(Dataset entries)
*-*-*
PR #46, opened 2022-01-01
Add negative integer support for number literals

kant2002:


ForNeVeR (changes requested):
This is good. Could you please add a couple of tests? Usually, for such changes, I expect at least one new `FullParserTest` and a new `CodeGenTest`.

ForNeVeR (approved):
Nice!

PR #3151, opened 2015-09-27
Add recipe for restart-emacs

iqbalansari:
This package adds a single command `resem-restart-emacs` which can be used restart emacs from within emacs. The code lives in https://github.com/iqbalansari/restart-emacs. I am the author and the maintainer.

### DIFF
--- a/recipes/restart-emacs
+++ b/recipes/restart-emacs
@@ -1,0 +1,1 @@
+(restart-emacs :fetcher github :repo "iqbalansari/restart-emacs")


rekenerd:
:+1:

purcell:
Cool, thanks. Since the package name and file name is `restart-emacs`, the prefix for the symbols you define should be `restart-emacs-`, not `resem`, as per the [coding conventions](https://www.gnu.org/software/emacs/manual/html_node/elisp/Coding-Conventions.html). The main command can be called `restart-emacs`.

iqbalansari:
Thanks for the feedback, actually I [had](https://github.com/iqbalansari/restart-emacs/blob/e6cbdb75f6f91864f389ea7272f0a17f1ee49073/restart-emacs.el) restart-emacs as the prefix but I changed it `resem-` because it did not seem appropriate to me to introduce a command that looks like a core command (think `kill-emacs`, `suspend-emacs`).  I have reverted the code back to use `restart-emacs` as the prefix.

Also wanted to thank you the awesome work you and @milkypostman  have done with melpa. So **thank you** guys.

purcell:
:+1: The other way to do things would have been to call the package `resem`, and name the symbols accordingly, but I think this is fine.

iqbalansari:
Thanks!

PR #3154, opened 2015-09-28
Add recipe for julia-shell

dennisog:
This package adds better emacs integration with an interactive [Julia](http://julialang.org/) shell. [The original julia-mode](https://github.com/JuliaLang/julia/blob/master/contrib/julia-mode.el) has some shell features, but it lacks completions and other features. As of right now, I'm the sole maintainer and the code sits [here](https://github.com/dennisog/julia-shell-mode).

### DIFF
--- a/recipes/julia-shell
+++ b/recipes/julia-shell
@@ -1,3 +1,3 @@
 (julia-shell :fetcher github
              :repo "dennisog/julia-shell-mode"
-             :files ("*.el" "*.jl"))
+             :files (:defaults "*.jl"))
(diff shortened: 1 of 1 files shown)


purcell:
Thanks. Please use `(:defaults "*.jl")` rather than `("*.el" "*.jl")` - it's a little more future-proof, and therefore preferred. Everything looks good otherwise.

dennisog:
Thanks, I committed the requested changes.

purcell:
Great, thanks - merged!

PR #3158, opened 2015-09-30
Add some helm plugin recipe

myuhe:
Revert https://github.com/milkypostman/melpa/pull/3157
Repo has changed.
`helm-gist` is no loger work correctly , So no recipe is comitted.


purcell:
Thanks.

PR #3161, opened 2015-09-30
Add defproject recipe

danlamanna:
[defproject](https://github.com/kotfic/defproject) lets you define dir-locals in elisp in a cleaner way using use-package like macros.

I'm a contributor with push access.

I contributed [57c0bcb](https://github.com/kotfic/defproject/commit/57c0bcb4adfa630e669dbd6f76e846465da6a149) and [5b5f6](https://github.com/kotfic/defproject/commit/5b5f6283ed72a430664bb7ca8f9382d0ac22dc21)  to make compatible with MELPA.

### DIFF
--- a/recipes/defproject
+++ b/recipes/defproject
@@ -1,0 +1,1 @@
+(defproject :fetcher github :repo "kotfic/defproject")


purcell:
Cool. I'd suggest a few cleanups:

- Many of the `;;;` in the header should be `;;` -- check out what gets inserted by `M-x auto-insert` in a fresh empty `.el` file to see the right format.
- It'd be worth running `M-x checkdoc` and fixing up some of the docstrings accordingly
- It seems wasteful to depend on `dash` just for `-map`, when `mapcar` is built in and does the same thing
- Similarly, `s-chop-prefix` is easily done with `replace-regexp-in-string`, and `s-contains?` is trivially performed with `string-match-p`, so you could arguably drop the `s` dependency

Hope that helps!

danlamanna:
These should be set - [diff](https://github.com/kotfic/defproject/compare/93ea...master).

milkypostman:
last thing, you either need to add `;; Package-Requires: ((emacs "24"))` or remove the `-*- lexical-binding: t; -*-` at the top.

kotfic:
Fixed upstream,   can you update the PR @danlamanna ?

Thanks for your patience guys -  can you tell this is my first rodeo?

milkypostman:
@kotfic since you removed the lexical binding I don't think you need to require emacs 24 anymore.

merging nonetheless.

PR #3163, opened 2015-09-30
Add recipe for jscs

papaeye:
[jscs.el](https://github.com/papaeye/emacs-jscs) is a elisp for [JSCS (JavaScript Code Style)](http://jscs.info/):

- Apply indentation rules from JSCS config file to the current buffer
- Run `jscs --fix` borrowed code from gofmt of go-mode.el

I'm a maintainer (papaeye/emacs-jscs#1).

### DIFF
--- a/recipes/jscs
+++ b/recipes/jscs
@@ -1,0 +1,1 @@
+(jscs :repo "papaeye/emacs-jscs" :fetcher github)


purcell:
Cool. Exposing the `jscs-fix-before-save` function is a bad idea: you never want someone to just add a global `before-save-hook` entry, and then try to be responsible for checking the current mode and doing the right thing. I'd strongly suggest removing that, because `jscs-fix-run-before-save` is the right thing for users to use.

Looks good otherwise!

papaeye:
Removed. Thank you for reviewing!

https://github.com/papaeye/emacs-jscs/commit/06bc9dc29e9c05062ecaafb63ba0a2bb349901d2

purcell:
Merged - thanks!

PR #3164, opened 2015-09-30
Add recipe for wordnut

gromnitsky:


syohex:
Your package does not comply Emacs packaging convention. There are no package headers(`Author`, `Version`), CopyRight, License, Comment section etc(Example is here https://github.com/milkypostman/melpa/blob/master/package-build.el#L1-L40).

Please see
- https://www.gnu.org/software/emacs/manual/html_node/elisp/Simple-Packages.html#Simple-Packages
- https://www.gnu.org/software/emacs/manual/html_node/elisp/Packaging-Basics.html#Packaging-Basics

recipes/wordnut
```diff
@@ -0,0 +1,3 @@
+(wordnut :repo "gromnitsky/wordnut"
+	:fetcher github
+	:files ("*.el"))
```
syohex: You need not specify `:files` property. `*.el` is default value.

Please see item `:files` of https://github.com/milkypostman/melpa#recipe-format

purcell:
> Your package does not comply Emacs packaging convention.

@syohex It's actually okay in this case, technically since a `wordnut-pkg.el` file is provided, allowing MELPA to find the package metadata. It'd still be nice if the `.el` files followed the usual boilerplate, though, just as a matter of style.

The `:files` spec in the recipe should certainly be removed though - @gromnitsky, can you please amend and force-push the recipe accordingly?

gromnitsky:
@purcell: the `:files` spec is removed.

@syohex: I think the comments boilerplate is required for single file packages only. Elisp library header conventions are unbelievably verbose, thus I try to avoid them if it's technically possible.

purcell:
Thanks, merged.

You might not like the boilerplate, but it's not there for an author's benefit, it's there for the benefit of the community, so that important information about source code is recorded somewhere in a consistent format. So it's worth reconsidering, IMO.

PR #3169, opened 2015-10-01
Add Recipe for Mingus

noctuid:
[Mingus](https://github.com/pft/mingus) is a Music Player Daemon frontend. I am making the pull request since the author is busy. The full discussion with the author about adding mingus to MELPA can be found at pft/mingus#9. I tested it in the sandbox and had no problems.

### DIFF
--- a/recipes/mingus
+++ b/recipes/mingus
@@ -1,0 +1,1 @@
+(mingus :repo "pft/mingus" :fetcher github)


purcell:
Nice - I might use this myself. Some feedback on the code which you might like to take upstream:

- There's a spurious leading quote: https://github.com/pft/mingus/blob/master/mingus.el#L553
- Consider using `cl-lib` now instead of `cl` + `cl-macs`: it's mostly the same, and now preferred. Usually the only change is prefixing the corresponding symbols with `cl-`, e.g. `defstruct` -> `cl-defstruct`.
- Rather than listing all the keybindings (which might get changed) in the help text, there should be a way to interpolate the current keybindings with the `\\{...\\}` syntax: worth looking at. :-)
*-*-*
* WHAT IS BEING ASKED
Reply with one number, the count of lines in the data that contain "current".

* YOUR RESPONSE
3